Messaggio Da Diego Repetto il Ven 19 Apr 2013, 11:11

Ottobre 1953

Il rapporto con Costanza restava sospeso nel limbo. Ai momenti sereni, per la verità piuttosto rari e di breve durata, seguivano, ineluttabili, lunghi periodi in cui l’astio e il rancore la facevano da padroni. Da una parte lei, incapace di trasmettermi amore materno, dall’altra io, incapace di riceverlo. Erano quasi sempre delle sciocchezze a far nascere discussioni feroci durante le quali immancabilmente finivo per rinfacciarle gli errori e le colpe del passato. Essendo parte in causa e, a mio modo di vedere, parte lesa, il mio punto di vista era del tutto parziale e mancava completamente di obiettività. Mi era impossibile riuscire ad indossare i suoi panni, soprattutto quelli di quando non ancora ventenne era diventata madre ed era rimasta sola quasi contemporaneamente. Le mie frasi erano permeate da una cattiveria gratuita, generata dalle sofferenze che mi avevano afflitto durante l’infanzia. A volte, ripensando a quel periodo, mi sentivo pervaso da una rabbia cieca che avevo bisogno di sfogare contro qualcuno e mia madre era il perfetto e logico capro espiatorio. E unico, dato che mi era ormai impossibile, se mai avessi voluto, rinfacciare a mio padre di avermi fatto crescere senza una madre e di avermi affidato alla tanto odiata tutrice. Quando ritornavamo per l’ennesima volta a discutere dei miei primi mesi di vita, i miei rimproveri erano taglienti, i miei giudizi categorici, insindacabili, come quelli di coloro che sono convinti di essere dalla parte della ragione e non vengono sfiorati nemmeno lontanamente dal sospetto che la realtà spesso è più complessa di come appare e in alcuni casi la ragione non sta da un solo lato della barricata, e così il torto.
A nulla valse la decisione di riconoscermi e, almeno da un punto di vista burocratico, colmare così una lacuna nella quale ogni tanto rischiavo di perdermi. Sul mio documento non appariva più l’orrenda dicitura “figlio di n.n.”, ciononostante non riuscivo a perdonarle i quindici anni di ritardo.
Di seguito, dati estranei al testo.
PR #2845, opened 2025-11-10
Remove the label/value hack on the "Set Detail" page.

drgrice1:
This make those fields that have the special word values (such as "Unlimited", "Set Default", etc.) be numeric inputs again.  However, those special word values are separated into a select.  So now there is a select and a number input.  The select  gives the option to choose one of those word values, and it also has a numeric option (labeled appropriately for the field). When that numeric option is selected then the value in the number input is used.

With this change the old "undoLabels" hack is no longer needed. That is the hack that switched the word values back to the numeric values server side.  The select options already have the correct value.  The select also has a special "numeric" value that signals that the number in the number input is to be used instead.

This is an approach to replace the previous number input approach implemented in #2820 and reverted in #2823. Unfortunately that approach had some issues that could not be relegated purely with a number input.

I also noticed that there was an issue when the $test{maxProblemsPerPage} variable is set to 1.  In that case the `problems_per_page` setting would not be shown when editing the global set or editing a set for several users. However, when editing the set for a single user the setting would be shown, although it still couldn't be edited. It doesn't make any sense to show an option that can't be edited for the set as a whole, and isn't even shown in that case, when editing for a single user. In fixing that issue I noticed that the override "none" setting in the `FIELD_PROPERTIES` hash is rather messed up.  See the comment I added on line 84 of the `ProblemSetDetail.pm` file.  That setting is no longer used since I removed the `attempted`, `last_answer`, `num_correct`, and `num_incorrect` fields from the hash that were nonsensically included in that hash with the override "none" and type "hidden" values, which basically meant that those fields were ignored everywhere.

Note the `FIELD_PROPERTIES_GWQUIZ` constant was also remove because it was not used in actuality.  The only field in that hash was the `max_attempts` field, but since it is no included in the `GATEWAY_PROBLEM_FIELD_ORDER` array that hash key was never accessed.

### DIFF
--- a/htdocs/js/ProblemSetDetail/problemsetdetail.js
+++ b/htdocs/js/ProblemSetDetail/problemsetdetail.js
@@ -472,7 +472,7 @@
 	for (const numericSelect of document.querySelectorAll('.mixed-numeric-select')) {
 		const select = numericSelect.querySelector('select');
 		const numberInput = numericSelect.querySelector('input');
-		let currentNumberValue = numberInput.value;
+		let currentNumberValue = numberInput.value !== '' ? numberInput.value : numberInput.min;
 
 		const setNumericState = () => {
 			if (select.value === 'numeric') {
@@ -480,7 +480,7 @@
 				numberInput.disabled = false;
 				numberInput.required = true;
 			} else {
-				currentNumberValue = numberInput.value;
+				if (numberInput.value !== '') currentNumberValue = numberInput.value;
 				numberInput.value = '';
 				numberInput.disabled = true;
 				numberInput.required = false;


Alex-Jordan (approved):
This is good!

somiaj:
Just checked, didn't realize that it is currently possible to allow `0` attempts, so that is nothing new with this PR, but maybe something to consider.

drgrice1:
I went ahead and made it so that when switching from a non-numeric selection to the numeric selection, the number input now gets the minimum value.

pstaabp (approved):
This looks good.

La situazione precipitò definitivamente quando scoprii, quasi per caso, che Costanza aveva un amante. Di ritorno a casa dopo il lavoro, passai davanti alla stazione. Gianluigi “belin”, l’incaricato di ritirare i biglietti
dei viaggiatori una volta scesi dalle vetture, quando mi vide agitò la mano in segno di saluto.
“Belin Guido, ancora in giro? Tua madre è arrivata un’ora fa, ti starà aspettando per cena”.
Camogli è un piccolo borgo, dove tutti sanno tutto di tutti. Dopo appena un paio di settimane dal mio arrivo, chiunque sapeva che ero figlio di Costanza. La diffusione delle notizie di bocca in bocca era più rapida che se si fosse tappezzato l’intero paese con dei manifesti.
Era lunedì, giornata di riposo del mercato di Nervi. Mia madre il lunedì non lavorava e sarebbe dovuta rimanere a Camogli.
“Ma sei sicuro di averla vista?” domandai sorpreso.
“Belin! Certo che sono sicuro. L’ho anche salutata” esclamò.
Dove era andata? Nei giorni di festa restava a Camogli, si occupava della casa, almeno così avevo creduto fino a quel momento.
“E da dove veniva?” chiesi con tono disinteressato per mascherare la mia curiosità.
“Aspetta, te lo dico subito, il suo biglietto è il primo di questo mazzetto.... vediamo... eccolo qui... da Recco”.
Che cosa era andata a fare a Recco? Rimasi assorto nei pensieri, formulando ipotesi e cercando invano una risposta. Dovevo avere una faccia allarmata o quanto meno perplessa perché Gianluigi mi riportò alla realtà domandandomi:
“Qualcosa non va?”.
“No, nulla. Grazie. Ciao” risposi allontanandomi.

Appena entrato in casa, domandai a mia madre perché era stata a Recco.
Mi guardò sorpresa.
“Sono andata a trovare un’amica”. La voce lievemente insicura, lo sguardo rivolto verso la finestra. Mi resi subito conto che non mi stava raccontando la verità. Ero spietato con lei. Era come se l’aspettassi costantemente al varco per coglierla in fallo e sentirmi in diritto di criticarla. Ogni pretesto per litigare era buono.
“Quale amica?”.
“Non la conosci”.
“Come si chiama?”.
“Giulia”.
“Siete molto amiche? La vedi spesso?”.
“Ma cos’è questo, un interrogatorio?” sbottò tirando sul tavolo lo strofinaccio con cui stava asciugando i piatti.
“Anche se fosse? C’è qualcosa che non puoi dirmi, che vuoi nascondere?” insistei deciso a non mollare la presa.
“È la mia vita, Guido. Non ti riguarda. E ora vai a farti la doccia che è tardi”.
Mi avviai verso il bagno, per nulla rassegnato. Lasciai che il getto d’acqua mi scorresse addosso, senza insaponarmi né sciacquarmi. Con gli occhi chiusi incominciai a pensare a un piano per scoprire ciò che mia madre mi stava occultando.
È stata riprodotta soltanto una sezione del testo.